» **Directions**
Filter the records for lines holding the string "called".

--- Data for processing Enclosed Below ---

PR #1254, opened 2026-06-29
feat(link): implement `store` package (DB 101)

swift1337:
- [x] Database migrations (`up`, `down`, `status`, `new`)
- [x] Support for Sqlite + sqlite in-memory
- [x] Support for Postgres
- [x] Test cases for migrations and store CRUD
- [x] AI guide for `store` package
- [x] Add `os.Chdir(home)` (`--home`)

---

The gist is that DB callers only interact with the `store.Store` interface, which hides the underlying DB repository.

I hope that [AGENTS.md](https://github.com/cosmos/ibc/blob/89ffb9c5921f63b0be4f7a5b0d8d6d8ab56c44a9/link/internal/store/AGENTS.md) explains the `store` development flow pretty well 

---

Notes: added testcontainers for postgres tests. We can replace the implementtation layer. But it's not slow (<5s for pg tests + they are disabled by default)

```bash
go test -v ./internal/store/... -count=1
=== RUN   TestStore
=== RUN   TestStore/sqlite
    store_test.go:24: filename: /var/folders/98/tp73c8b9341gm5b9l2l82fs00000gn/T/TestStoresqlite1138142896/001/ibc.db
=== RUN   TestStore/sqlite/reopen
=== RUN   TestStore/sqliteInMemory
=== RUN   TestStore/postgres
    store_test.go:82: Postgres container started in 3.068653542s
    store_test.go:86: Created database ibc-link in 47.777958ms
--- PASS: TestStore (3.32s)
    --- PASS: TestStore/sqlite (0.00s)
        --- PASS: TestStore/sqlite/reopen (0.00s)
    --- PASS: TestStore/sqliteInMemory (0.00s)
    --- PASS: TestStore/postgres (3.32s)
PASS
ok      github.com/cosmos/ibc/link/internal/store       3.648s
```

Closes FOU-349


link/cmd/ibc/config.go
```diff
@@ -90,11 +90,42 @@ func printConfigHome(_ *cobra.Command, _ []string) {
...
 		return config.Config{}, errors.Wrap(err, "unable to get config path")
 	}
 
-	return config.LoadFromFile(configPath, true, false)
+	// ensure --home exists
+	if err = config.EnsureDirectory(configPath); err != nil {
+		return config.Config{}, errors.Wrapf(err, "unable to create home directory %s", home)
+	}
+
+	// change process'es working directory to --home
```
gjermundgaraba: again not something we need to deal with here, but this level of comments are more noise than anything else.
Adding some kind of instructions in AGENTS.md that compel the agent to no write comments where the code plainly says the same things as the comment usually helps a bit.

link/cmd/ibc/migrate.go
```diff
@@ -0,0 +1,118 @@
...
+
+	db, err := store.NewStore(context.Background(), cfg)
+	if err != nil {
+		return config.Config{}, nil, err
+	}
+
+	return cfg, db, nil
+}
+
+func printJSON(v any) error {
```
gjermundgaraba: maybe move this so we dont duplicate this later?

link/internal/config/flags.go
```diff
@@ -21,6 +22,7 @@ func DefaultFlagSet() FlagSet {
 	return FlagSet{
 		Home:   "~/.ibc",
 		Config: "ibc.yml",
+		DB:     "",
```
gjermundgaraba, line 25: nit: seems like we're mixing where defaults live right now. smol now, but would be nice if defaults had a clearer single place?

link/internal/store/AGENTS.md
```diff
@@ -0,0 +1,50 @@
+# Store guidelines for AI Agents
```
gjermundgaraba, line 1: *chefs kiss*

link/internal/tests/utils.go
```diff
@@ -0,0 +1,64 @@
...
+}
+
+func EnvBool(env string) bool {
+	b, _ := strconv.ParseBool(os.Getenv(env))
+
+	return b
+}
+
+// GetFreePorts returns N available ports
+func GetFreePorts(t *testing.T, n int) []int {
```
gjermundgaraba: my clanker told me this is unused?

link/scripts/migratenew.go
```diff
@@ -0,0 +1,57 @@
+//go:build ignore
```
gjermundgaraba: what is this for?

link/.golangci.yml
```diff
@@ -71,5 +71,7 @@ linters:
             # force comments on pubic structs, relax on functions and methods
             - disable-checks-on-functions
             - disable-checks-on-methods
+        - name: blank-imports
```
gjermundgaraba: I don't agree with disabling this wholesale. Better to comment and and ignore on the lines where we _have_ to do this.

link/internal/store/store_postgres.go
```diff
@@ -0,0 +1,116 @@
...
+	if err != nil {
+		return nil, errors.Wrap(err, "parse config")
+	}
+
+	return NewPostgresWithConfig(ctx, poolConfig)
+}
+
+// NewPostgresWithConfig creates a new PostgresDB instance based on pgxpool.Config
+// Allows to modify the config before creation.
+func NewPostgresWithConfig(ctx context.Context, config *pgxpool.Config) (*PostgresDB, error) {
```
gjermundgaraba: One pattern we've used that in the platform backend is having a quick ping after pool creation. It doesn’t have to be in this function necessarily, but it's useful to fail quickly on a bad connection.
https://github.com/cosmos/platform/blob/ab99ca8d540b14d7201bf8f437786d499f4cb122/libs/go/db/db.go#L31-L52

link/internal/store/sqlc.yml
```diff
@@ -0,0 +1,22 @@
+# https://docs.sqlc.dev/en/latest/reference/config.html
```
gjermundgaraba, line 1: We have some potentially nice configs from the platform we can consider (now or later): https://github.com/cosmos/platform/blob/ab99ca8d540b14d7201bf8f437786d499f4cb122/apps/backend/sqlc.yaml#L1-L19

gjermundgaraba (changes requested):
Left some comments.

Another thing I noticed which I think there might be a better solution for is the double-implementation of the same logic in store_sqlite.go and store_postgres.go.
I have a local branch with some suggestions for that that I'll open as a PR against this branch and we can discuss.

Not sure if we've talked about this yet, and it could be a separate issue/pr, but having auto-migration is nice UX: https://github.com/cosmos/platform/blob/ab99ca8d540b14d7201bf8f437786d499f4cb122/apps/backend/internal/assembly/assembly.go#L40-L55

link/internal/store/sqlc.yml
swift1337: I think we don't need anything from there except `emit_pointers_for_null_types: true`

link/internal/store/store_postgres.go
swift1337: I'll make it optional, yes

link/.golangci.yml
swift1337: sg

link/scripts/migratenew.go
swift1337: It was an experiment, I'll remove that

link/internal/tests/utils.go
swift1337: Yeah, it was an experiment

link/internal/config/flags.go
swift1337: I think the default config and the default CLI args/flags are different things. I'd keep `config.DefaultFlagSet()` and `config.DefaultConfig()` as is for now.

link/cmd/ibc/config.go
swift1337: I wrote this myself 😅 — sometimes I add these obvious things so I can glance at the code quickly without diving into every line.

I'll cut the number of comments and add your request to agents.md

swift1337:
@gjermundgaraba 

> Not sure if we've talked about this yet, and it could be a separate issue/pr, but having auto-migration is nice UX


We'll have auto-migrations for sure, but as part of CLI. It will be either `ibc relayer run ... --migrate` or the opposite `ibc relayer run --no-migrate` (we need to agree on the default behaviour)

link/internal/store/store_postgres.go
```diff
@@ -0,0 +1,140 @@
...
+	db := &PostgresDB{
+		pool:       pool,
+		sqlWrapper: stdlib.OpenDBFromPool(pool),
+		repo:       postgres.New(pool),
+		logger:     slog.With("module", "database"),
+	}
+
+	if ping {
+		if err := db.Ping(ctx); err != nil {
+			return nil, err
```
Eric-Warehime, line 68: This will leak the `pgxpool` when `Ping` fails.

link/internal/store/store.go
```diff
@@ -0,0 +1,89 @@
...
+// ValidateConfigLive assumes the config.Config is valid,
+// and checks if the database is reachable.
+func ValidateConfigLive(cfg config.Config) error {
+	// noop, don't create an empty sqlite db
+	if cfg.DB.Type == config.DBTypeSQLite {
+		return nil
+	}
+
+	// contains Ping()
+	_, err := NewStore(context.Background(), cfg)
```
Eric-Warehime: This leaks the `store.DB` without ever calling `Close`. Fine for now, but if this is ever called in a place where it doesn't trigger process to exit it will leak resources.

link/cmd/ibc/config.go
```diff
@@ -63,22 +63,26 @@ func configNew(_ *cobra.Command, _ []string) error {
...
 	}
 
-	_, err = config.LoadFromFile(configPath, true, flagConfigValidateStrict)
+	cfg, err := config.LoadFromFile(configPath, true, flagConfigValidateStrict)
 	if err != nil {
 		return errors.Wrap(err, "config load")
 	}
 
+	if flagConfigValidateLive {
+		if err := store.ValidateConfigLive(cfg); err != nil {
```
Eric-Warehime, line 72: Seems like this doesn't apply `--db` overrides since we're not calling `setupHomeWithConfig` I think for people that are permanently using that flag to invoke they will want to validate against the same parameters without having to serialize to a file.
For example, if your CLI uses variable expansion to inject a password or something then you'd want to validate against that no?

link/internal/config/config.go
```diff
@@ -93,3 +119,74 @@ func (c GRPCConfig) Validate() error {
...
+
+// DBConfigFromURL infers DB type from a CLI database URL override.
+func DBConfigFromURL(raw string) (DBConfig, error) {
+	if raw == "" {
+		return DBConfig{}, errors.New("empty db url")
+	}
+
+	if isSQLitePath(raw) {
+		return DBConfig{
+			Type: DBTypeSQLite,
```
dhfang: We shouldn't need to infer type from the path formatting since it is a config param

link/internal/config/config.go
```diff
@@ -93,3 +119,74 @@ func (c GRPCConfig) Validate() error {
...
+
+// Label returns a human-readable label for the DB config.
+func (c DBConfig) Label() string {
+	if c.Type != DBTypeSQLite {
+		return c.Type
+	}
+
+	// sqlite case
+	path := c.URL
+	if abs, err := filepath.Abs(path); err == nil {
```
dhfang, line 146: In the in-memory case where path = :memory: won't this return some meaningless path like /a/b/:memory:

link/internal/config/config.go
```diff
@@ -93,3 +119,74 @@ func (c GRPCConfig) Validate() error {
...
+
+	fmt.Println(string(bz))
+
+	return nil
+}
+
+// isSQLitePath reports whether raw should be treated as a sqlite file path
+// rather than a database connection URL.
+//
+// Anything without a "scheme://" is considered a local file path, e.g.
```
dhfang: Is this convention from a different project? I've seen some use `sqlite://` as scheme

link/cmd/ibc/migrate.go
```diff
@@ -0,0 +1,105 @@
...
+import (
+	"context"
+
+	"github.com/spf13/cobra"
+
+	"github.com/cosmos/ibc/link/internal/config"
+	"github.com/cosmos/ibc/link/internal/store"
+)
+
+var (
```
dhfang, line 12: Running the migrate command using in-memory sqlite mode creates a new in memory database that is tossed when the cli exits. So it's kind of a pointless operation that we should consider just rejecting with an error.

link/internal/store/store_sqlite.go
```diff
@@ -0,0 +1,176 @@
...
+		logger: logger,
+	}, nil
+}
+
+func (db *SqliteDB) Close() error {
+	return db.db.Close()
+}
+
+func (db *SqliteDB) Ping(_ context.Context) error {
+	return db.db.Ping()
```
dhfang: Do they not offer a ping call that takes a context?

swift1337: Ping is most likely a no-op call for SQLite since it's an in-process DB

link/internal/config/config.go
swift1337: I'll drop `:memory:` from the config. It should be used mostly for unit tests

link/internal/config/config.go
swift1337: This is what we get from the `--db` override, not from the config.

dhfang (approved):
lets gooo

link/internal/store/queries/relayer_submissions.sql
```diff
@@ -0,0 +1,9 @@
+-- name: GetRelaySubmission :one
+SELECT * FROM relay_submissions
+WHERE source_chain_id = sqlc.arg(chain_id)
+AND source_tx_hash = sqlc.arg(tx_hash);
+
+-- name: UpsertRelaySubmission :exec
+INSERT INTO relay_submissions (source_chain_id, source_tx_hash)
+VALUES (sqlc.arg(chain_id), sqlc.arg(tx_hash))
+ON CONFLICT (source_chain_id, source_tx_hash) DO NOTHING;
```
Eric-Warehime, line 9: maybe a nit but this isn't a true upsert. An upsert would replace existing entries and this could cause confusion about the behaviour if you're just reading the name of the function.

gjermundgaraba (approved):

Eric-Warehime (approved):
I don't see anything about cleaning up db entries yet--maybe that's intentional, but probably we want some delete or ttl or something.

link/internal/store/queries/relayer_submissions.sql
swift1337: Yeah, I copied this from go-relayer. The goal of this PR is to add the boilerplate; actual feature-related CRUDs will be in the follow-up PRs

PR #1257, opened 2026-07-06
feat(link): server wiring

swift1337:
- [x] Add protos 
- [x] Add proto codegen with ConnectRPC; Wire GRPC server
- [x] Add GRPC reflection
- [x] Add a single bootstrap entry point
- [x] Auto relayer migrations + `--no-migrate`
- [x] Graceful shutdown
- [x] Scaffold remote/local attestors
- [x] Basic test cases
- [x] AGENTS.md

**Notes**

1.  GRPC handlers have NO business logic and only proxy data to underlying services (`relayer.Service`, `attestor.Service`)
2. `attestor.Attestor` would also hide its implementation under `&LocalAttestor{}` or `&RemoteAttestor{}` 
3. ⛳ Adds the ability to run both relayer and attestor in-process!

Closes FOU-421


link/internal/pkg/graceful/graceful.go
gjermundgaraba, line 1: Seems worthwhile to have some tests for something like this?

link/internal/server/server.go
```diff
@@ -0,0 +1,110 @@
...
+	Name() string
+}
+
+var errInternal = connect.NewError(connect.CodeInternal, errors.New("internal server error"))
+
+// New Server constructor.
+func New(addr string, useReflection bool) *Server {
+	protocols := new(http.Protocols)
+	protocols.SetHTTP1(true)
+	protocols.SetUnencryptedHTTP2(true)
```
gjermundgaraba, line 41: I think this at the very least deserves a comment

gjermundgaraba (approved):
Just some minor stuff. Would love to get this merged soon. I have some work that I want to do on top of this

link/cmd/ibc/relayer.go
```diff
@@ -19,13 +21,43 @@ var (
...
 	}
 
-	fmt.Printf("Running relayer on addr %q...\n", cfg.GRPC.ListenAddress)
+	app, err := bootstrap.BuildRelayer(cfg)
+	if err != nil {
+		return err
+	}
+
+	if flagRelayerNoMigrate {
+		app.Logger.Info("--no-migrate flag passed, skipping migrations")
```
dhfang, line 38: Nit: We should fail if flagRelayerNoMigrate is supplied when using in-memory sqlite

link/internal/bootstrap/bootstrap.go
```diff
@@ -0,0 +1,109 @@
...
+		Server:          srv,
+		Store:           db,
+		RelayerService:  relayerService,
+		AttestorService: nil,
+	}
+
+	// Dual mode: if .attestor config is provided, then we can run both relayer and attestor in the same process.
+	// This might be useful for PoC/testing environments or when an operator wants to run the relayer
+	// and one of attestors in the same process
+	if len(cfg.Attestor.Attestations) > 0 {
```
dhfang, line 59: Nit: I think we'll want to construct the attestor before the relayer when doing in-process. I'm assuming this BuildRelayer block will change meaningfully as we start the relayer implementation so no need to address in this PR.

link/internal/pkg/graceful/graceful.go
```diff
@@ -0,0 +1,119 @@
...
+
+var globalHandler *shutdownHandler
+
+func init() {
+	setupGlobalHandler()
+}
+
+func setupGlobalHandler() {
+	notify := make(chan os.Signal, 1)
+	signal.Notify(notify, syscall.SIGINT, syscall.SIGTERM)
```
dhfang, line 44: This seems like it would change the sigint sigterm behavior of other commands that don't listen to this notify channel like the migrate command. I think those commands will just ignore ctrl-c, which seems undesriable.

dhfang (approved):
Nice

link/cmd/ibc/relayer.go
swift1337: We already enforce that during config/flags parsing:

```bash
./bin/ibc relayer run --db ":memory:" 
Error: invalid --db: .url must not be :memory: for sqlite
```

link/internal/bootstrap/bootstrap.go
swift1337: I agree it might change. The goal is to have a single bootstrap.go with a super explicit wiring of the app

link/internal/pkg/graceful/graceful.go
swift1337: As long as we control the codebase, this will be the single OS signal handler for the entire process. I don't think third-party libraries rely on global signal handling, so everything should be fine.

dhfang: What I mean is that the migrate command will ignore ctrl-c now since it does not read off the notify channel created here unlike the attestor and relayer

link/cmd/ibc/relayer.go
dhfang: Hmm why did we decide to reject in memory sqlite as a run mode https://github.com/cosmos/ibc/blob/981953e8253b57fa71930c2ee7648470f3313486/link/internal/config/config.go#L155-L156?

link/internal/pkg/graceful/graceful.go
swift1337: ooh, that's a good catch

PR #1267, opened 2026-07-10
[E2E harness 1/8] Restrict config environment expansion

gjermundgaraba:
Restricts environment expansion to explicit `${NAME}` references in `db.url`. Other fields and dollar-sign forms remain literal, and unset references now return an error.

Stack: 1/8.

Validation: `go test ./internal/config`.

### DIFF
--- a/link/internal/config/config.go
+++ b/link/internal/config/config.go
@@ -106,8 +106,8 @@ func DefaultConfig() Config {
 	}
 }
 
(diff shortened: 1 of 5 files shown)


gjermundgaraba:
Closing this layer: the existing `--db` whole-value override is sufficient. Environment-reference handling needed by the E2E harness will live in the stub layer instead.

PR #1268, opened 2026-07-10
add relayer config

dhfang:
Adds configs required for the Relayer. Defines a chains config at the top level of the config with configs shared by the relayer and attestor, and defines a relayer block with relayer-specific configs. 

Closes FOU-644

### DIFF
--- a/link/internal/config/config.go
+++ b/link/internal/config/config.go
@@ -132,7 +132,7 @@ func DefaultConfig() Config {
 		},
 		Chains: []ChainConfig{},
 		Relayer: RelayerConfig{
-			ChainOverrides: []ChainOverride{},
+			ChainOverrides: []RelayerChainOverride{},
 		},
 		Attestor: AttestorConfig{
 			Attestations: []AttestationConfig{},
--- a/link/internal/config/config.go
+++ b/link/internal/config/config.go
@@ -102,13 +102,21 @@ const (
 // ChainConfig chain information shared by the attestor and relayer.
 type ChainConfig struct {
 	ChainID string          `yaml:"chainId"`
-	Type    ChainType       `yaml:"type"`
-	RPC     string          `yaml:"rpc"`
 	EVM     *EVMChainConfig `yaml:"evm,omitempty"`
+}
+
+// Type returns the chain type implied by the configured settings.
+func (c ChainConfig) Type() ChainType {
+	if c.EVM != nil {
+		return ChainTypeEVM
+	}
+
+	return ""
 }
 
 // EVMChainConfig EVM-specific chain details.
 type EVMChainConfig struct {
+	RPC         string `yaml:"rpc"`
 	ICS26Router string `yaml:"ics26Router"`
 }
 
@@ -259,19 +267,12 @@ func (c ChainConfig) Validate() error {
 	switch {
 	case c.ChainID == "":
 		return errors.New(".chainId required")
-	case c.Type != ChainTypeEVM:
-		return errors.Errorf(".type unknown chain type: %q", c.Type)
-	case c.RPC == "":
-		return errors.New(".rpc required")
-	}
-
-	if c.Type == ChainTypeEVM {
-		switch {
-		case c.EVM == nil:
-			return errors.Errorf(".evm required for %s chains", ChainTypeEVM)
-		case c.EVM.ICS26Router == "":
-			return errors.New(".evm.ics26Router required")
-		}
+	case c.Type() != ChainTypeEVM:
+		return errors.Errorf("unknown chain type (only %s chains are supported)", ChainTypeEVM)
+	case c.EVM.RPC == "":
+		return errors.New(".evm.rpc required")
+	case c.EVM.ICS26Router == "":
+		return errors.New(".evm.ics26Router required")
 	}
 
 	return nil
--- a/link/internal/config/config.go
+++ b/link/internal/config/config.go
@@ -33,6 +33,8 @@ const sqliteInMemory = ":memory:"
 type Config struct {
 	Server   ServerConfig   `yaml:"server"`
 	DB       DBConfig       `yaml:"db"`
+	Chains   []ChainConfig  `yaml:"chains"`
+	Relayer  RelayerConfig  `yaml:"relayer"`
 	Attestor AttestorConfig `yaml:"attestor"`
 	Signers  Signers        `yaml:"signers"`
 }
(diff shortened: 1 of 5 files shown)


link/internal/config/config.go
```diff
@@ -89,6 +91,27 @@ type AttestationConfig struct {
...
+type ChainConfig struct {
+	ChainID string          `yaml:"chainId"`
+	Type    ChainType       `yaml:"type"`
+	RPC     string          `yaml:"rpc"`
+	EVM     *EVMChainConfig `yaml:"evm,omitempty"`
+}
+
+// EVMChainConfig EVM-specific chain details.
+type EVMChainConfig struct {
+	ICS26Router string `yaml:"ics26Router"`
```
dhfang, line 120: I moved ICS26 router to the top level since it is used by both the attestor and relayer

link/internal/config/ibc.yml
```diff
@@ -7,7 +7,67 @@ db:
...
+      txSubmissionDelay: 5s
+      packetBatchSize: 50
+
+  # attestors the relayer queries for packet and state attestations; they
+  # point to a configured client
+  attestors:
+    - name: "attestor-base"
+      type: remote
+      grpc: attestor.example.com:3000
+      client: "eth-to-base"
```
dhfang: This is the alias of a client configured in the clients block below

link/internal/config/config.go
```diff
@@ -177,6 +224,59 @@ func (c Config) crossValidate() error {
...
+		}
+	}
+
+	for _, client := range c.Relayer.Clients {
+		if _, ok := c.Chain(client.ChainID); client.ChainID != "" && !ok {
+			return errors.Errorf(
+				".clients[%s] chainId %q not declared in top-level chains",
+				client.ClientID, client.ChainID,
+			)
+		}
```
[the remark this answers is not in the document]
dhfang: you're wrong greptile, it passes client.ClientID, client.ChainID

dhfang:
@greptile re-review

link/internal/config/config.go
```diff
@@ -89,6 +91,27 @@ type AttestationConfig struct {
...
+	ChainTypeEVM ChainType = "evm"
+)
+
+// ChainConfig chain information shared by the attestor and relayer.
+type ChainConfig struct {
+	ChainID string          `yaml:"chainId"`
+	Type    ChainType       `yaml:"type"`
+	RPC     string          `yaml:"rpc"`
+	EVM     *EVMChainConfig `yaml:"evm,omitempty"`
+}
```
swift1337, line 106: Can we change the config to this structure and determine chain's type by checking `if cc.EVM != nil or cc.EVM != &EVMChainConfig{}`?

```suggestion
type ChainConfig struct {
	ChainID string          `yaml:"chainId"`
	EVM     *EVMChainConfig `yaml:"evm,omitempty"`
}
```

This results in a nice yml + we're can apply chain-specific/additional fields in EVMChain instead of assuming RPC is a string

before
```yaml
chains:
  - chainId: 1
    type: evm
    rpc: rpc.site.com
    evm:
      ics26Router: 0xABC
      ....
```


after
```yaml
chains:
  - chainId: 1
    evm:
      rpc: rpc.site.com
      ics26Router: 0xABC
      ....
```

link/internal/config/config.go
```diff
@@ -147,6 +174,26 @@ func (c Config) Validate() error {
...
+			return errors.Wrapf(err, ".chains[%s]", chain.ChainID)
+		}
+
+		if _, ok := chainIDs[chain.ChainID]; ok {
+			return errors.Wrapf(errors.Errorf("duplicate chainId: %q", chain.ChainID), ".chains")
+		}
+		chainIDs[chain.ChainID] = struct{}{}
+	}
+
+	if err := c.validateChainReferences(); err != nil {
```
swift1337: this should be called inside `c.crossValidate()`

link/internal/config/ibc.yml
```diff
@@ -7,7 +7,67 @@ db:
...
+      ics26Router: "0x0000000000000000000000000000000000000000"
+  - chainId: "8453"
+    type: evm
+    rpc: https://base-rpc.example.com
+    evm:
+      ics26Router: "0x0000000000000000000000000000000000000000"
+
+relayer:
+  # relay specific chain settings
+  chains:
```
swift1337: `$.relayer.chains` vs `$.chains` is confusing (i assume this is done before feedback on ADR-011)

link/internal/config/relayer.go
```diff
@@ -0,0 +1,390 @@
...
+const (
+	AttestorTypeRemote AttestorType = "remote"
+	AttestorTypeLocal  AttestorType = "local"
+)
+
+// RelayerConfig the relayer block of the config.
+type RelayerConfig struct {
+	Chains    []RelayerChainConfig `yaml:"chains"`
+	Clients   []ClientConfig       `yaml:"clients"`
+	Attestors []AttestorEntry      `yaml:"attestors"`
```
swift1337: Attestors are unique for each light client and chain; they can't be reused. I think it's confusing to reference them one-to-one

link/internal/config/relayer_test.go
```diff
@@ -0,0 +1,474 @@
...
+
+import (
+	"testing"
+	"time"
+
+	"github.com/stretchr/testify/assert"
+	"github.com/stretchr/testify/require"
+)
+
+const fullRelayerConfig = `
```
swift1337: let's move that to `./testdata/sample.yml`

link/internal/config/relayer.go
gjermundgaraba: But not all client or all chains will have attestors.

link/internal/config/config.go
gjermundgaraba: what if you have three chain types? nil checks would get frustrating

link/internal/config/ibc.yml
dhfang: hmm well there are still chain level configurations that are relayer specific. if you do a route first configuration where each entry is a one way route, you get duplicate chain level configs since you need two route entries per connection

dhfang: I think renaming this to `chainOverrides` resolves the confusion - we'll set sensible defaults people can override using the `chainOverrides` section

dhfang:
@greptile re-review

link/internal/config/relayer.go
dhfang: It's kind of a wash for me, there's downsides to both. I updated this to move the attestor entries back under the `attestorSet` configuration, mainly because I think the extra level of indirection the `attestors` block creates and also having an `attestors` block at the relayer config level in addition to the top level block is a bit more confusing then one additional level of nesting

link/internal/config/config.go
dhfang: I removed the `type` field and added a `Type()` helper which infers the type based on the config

--- End of Enclosed Data for processing ---

» **Answer space**
Eric-Warehime: This leaks the `store.DB` without ever calling `Close`. Fine for now, but if this is ever called in a place where it doesn't trigger process to exit it will leak resources.
swift1337: this should be called inside `c.crossValidate()`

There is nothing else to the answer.